(ENTRIES SUPPLIED begins)
PR #1327, opened 2024-12-23
API add Node properties

cbp1983:
### Summary

This change allows users to view Node Properties as part of API Node requests.

### Copyright assignment

### Check List

- [X] Added a CHANGELOG entry

### DIFF
--- a/CHANGELOG
+++ b/CHANGELOG
@@ -22,8 +22,8 @@
     - [report type]:
       - [future tense verb] [reporting enhancement]
   - REST/JSON API enhancements:
-    - [API entity]:
-      - [future tense verb] [API enhancement]
+    - Nodes endpoint:
+      - include Node Properties in Node API requests
   - Security Fixes:
     - High: (Authenticated|Unauthenticated) (admin|author|contributor) [vulnerability description]
     - Medium: (Authenticated|Unauthenticated) (admin|author|contributor) [vulnerability description]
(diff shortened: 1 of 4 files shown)


CHANGELOG
```diff
@@ -22,8 +22,8 @@
     - [report type]:
       - [future tense verb] [reporting enhancement]
   - REST/JSON API enhancements:
-    - [API entity]:
-      - [future tense verb] [API enhancement]
+    - Nodes endpoint:
```
etdsoft, line 25:
```suggestion
    - Nodes:
```

CHANGELOG
```diff
@@ -22,8 +22,8 @@
...
+      - include Node Properties in Node API requests
```
etdsoft, line 26:
```suggestion
      - include Node properties
```

engines/dradis-api/app/controllers/dradis/ce/api/v3/nodes_controller.rb
```diff
@@ -44,7 +44,7 @@ def destroy
       protected
 
       def node_params
-        params.require(:node).permit(:label, :type_id, :parent_id, :position)
+        params.require(:node).permit(:label, :type_id, :parent_id, :position, properties: {})
```
etdsoft, line 47: This is important, as using JSON opens a can of worms around validation. If you look at the app's NodesController [we stick to raw_properties](https://github.com/dradis/dradis-ce/blob/develop/app/controllers/nodes_controller.rb#L134) to let the user submit a "text blob" with the JSON properties, but we [then apply strict validation](https://github.com/dradis/dradis-ce/blob/develop/app/models/concerns/node_properties.rb#L14) at the model level.

I'd expect for the API flow to follow a very similar pattern.

PR #1331, opened 2025-01-22
Add View History link in QA

aapomm:
### Spec

If a user doing QA on an issue/content block wants to see the history, they will have to navigate out of the QA page, find the relevant record and click on it. Only then will they have access to the revisions history of the record. This takes a lot of clicks when we can just add a link to the revision history in the QA#show.

**Proposed solution**

- Add View history button to the QA Issues and Content blocks show pages
- Dynamically render the revisions breadcrumbs depending on where the user is coming from
  - If the user is from the QA page, render breadcrumbs that link to QA pages
  - Otherwise, render the breadcrumbs that link to the non-QA page

### Check List

- [x] Added a CHANGELOG entry

### DIFF
--- a/app/helpers/revisions_helper.rb
+++ b/app/helpers/revisions_helper.rb
@@ -28,7 +28,7 @@ module RevisionsHelper
     when Card
       project_board_list_card_revision_path(current_project, @board, @list, record, revision)
     when Issue
-      project_issue_revision_path(current_project, record, revision)
+      project_issue_revision_path(current_project, record, revision, params)
     when Note
       project_node_note_revision_path(current_project, record.node, record, revision)
     when Evidence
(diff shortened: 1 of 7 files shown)


app/helpers/revisions_helper.rb
```diff
@@ -28,7 +28,7 @@ def record_revision_path(record, revision, params = {})
     when Card
       project_board_list_card_revision_path(current_project, @board, @list, record, revision)
     when Issue
-      project_issue_revision_path(current_project, record, revision)
+      project_issue_revision_path(current_project, record, revision, params)
```
etdsoft, line 31: if we only care about :return_to, why are we passing more?

app/views/revisions/show.html.erb
```diff
@@ -43,7 +43,7 @@
                     <% if revision == @revision %>
                       Currently Viewing
                     <% elsif revision.event == "update" %>
-                      <%= link_to "View Changes", record_revision_path(@record, revision) %>
+                      <%= link_to "View Changes", record_revision_path(@record, revision, return_to: @return_to_qa ? :qa : nil) %>
```
etdsoft, line 46: this is another instance of a path helper, but we're solving it in a different way.

PR #1332, opened 2025-01-23
Include methodology board in card and list activities

rachkor:
### Summary
Update the activity to include the methodology for all List activities:
Use "methodology" instead of "board" for consistent terminology.

### Check List
- [x] Added a CHANGELOG entry


CHANGELOG
```diff
@@ -1,5 +1,6 @@
 [v#.#.#] ([month] [YYYY])
   - Hera: Add new layout with redesigned navigation
+  - Activities: Include methodology name in all methodology actions and clean up syntax
```
caitmich, line 3:
```suggestion
  - Activities: Include methodology name in all methodology actions
```

caitmich: we don't need the last part because it's dev speak

PR #1333, opened 2025-01-27
QA Reviewers

aapomm:
### Spec
Teams have had issues with authors erroneously setting issues/content blocks as "published" and would prefer that Dradis put guards in place that would prevent anyone (with access to a project) to publish any issue/content block in that project.

**Proposed solution**
This task implements the following:

- Add a "reviewer" virtual role
  - This is represented by a "qa-review" permission to a project
- Add a way to assign authors as reviewers
- Hide the "published" state option for non-reviewers. This is hidden in the following views:
  - issues/content blocks #index
  - qa issues/content blocks #index
  - qa issues/content blocks #show
  - issues/content blocks form (submit_button)

### Check List

- [ ] Added a CHANGELOG entry

### DIFF
--- a/app/controllers/concerns/publishable.rb
+++ b/app/controllers/concerns/publishable.rb
@@ -8,17 +8,28 @@ module Publishable
   private
 
   def ensure_reviewer
-    params_method = "#{controller_name.singularize}_params"
-    return if can?(:publish, current_project) || !self.respond_to?(params_method)
+    return if can?(:publish, current_project)
 
-    record_params = self.send(params_method)
-    current_state =
-      self.get_instance_variable("@#{controller_name.singularize}")&.state
+    record_params = self.send("#{controller_name.singularize}_params")
+    current_state = record&.state
 
-    if (record_params[:state] == 'published' && current_state != 'published') ||
+    if (current_state != 'published' && record_params[:state] == 'published') ||
         params[:state] == 'published'
 
       redirect_to project_issues_path(current_project), alert: 'Unable to publish record!'
+    elsif current_state == 'published' && record_params[:state] == ''
+      # If the user is not a reviewer, and the record is currently set as
+      # 'Published', the radio button will be disabled and record_params[:state]
+      # will be '' (empty string). Since an empty state is invalid, we delete
+      # the param here instead.
+      params[controller_name.singularize].delete(:state)
     end
+  end
+
+  def record
+    return unless params[:id]
+
+    klass = controller_name.classify.constantize
+    klass.find(params[:id])
   end
 end
--- a/app/controllers/concerns/publishable.rb
+++ b/app/controllers/concerns/publishable.rb
@@ -9,7 +9,7 @@ module Publishable
 
   def ensure_reviewer
     params_method = "#{controller_name.singularize}_params"
-    return if can?(:publish, current_project) || !self.respond_to?(params_method) 
+    return if can?(:publish, current_project) || !self.respond_to?(params_method)
 
     record_params = self.send(params_method)
     current_state =
--- a/app/controllers/concerns/publishable.rb
+++ b/app/controllers/concerns/publishable.rb
@@ -1,9 +1,7 @@
-module QAStates
+module Publishable
   extend ActiveSupport::Concern
 
   included do
-    before_action :set_states, only: [:new, :create, :edit, :update]
-
     before_action :ensure_reviewer, only: [:create, :update, :multiple_update]
   end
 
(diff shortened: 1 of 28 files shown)


app/controllers/concerns/qa_states.rb
```diff
@@ -0,0 +1,28 @@
+module QAStates
+  extend ActiveSupport::Concern
+
+  included do
+    before_action :set_states, only: [:new, :create, :edit, :update]
+
```
caitmich, line 6:
```suggestion
```

app/controllers/concerns/qa_states.rb
```diff
@@ -0,0 +1,28 @@
+module QAStates
```
caitmich, line 1: Any reason for `QAStates` over `QA::States`? Or what about a more rails concern-y name like `Publishable` or

app/controllers/concerns/qa_states.rb
```diff
@@ -0,0 +1,28 @@
...
+
+    if (record_params[:state] == 'published' || params[:state] == 'published') &&
+        !can?(:publish, @issue)
+
+      redirect_to project_issues_path(current_project), alert: 'Unable to publish record!'
+    end
+  end
+
+  def set_states
+    @states = Issue.states.dup
```
caitmich, line 26: What's the purpose of this change and passing the states to the partial now?

caitmich: This is used in CB controllers in Pro so this shouldn't be issue-specific

app/views/qa/_state_button.html.erb
```diff
@@ -7,21 +7,27 @@
     <span class="visually-hidden">Toggle Dropdown</span>
   </button>
   <div class="dropdown-menu">
-    <%= f.collection_radio_buttons(:state, record.class.states, :first, :first) do |b| %>
-      <%= b.label class: 'state' do %>
-        <%= b.radio_button class: 'd-none', data: { behavior: 'state-radio'} %>
+    <%= f.collection_radio_buttons(:state, states, :first, :first) do |b| %>
+      <% label_options = {} %>
```
caitmich, line 11: Can we clean this up at all? Maybe in a helper? 
We can pass in the state to a method that returns an empty hash or
```ruby
{ data: { bs_toggle: 'tooltip', bs_title: 'You are not a Reviewer for this project.' } }
```
and call it inline on L15

Or in general can we structure this so that we have an object that provides us with what we'll need ex.
label_options, disabled: true/false, state-label and we just pull each section in the view?
```ruby
{ published: { disabled: true, label_options: {}, state_label: 'Content is final, ready for the report.' }
```

app/controllers/concerns/publishable.rb
```diff
@@ -0,0 +1,35 @@
+module Publishable
+  extend ActiveSupport::Concern
+
+  included do
+    before_action :ensure_reviewer, only: [:create, :update, :multiple_update]
+  end
+
+  private
+
+  def ensure_reviewer
```
caitmich, line 10: I think this method is doing too much. `ensure_reviewer` makes sense for up to L19 but I think the rest should be its own method

app/controllers/concerns/publishable.rb
```diff
@@ -0,0 +1,35 @@
...
+    return if can?(:publish, current_project)
+
+    record_params = self.send("#{controller_name.singularize}_params")
+    current_state = record&.state
```
caitmich, line 14: This won't currently work for `multiple_update`

caitmich: On that note, we should include `ids: []` in permitted params for `multiple_update`

app/controllers/concerns/publishable.rb
```diff
@@ -0,0 +1,35 @@
...
+
+    if (current_state != 'published' && record_params[:state] == 'published') ||
```
caitmich, line 16: What case would we be using params instead of strong params?

app/views/qa/_state_button.html.erb
```diff
@@ -8,20 +8,15 @@
   </button>
   <div class="dropdown-menu">
     <%= f.collection_radio_buttons(:state, record.class.states, :first, :first) do |b| %>
-      <%= b.label class: 'state' do %>
-        <%= b.radio_button class: 'd-none', data: { behavior: 'state-radio'} %>
+      <%= b.label class: 'state', **label_options_for(b.value) do %>
+        <%= b.radio_button class: 'd-none', 
+          data: { behavior: 'state-radio' }, 
+          disabled: (b.value == 'published' && !can?(:publish, current_project)) %>
```
caitmich, line 14: Since we're doing the rest in the helper, we could do this there as well

app/controllers/concerns/publishable.rb
aapomm: strong params for `issues#update` while params for `qa/issues#multiple_update`

app/controllers/concerns/publishable.rb
aapomm: Refactored the method ✅ 

> On that note, we should include ids: [] in permitted params for multiple_update

I'm not sure if this needs strong params considering that we're just using the `ids` for #find while the state param is also validated

PR #1334, opened 2025-02-03
Redirect to the next item when clicking on the QA widget

aapomm:
### Spec
Going through the list of items that are ready for review requires a lot of clicks since clicking on the widget redirects the users to the QA#index page. We can make it easier for users by redirecting the users to the next ready for review item instead.

**Proposed solution**
Update the redirect_to path on the QA#update controller

### Check List

- [x] Added a CHANGELOG entry

### DIFF
--- a/app/controllers/qa/issues_controller.rb
+++ b/app/controllers/qa/issues_controller.rb
@@ -64,10 +64,11 @@ class QA::IssuesController < AuthenticatedController
   end
 
   def redirect_to_next_issue_or_index
-    notice = 'State updated successfully.'
+    notice = "State successfully updated for #{@issue.title}."
     next_issue = current_project.issues.ready_for_review.first
 
     if next_issue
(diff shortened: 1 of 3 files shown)


app/controllers/qa/issues_controller.rb
```diff
@@ -23,7 +23,8 @@ def edit
   def update
     if @issue.update(state: @state, updated_at: Time.now)
       track_state_change(@issue)
-      redirect_to project_qa_issues_path(current_project), notice: 'State updated successfully.'
+
+      redirect_to_next_issue_or_index
```
etdsoft, line 27: from an esthetics point of view, I would have preferred something like `redirect_to next_issue_or_index_path` and have the helper return a path. More familiar.

I see now it may be because of the :notice param :( although potentially the method could return **[path, notice: ""] which could be fed to `redirect_to`... not sure if too fancy.

PR #1336, opened 2025-02-05
Add working HTML report template to default config

rachkor:
### Summary
The Welcome Kit HTML report template (`dradis_template-welcome.v0.4.html.erb`) does not work with CE as it references content blocks and throws an error on export. This PR replaces the welcome kit report template with a CE-specific HTML report template. It also removes the `.rb` file since RTPs are not used by CE. 

### Check List
- [X] Added a CHANGELOG entry


CHANGELOG
```diff
@@ -16,8 +16,8 @@
       - [integration bug fixes]:
         - [future tense verb] [integration bug fix]
   - Reporting enhancements:
-    - [report type]:
-      - [future tense verb] [reporting enhancement]
+    - HTML:
+      - Fix default HTML report template to work with CE
```
caitmich, line 20: This should go under integration bug fixes on L16

PR #1337, opened 2025-02-06
Hera/Improve parity 

nicolachr:
### Summary

This PR brings additional CSS to improve parity between Dradis CE and Dradis Pro.

### Check List

- [ ] Added a CHANGELOG entry


app/helpers/hera_helper.rb
```diff
@@ -1,4 +1,28 @@
 module HeraHelper
+  def colored_icon_for_model(model, icon_class, extra_class = nil)
+    css =  ['fa-solid']
+    css << icon_class
+    css << extra_class if extra_class
+
+    options = { class: css.join(' ') }
+    tag     = nil
```
caitmich, line 8:
```suggestion
    tag = nil
```

app/helpers/hera_helper.rb
```diff
@@ -26,34 +50,18 @@ def flash_messages
     end.join("\n").html_safe
   end
 
+  def in_project?
+    defined?(current_project) && current_project&.persisted?
```
caitmich, line 54:
```suggestion
    current_project && current_project.persisted?
```

caitmich: we don't need the safeguard since we shouldn't end up on the right side of this expression unless `current_project` exists

app/views/layouts/hera.html.erb
```diff
@@ -28,98 +29,105 @@
...
+  <%= 
+    content_tag(
+      :body, 
+      class: class_names(controller_path.gsub('/', '-'), 
+        controller_name, 
+        action_name, 
+        'in-project': in_project?
+      ),
+      data: {
+        env: (Rails.env unless Rails.env.production?),
```
caitmich, line 41: What's the purpose of this line?

app/helpers/hera_helper.rb
caitmich: Unless this is due to a strange case where it's defined and not set? There is probably a nicer way to handle this case

PR #1338, opened 2025-02-10
Activities/add filters

nmdc00:
### Summary

Code changes in this merge request create a search filter that enables the user to filter activities based on user_id, trackable_type and start_date/end_date.

Through this the user can see what activities were made using these params. Works in conjunction with the infite scroll already present. Added said params to the url and the ajax request. Changed activities query logic so that it iterates through every activity and not just the one on the first page as defined by kaminari. Implemented a can_load_more logic to make sure infinity scroll knows when it's reached the end of activities and created a reset button which reloads the page and the url so params disappear and all activities load as they were previous to the filters.

Also added a DateTimeHelper for the date range filter logic between the activity groups date and the input data on the search filter.

I've also created some tests for good measure to insure the logic works well 
### Other Information

### Copyright assignment

file for the details.

### Check List

- [ ] Added a CHANGELOG entry

### DIFF
--- a/app/assets/javascripts/hera/pages/activities.js
+++ b/app/assets/javascripts/hera/pages/activities.js
@@ -22,7 +22,8 @@ document.addEventListener('turbolinks:load', function () {
         
         var selectedStartDate = $('#start_date').val();
         var selectedEndDate = $('#end_date').val();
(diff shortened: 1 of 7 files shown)


MattBudz:
thanks @nmdc00 closing this for now

PR #173, opened 2019-07-01
Improve cursor (fix panics)

sigmaSd:
reproducible case: Holding arrow up key on linux triggers the panic

This is due to parsing logic this pr should improve it, I tested it for a fair time with no panics


sigmaSd:
needs more testing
(ENTRIES SUPPLIED ends)
## TASK PROMPT
Where a line in the records above includes the string "breadcrumbs", show it.

## EXERCISE SOLUTION
- Dynamically render the revisions breadcrumbs depending on where the user is coming from
  - If the user is from the QA page, render breadcrumbs that link to QA pages
  - Otherwise, render the breadcrumbs that link to the non-QA page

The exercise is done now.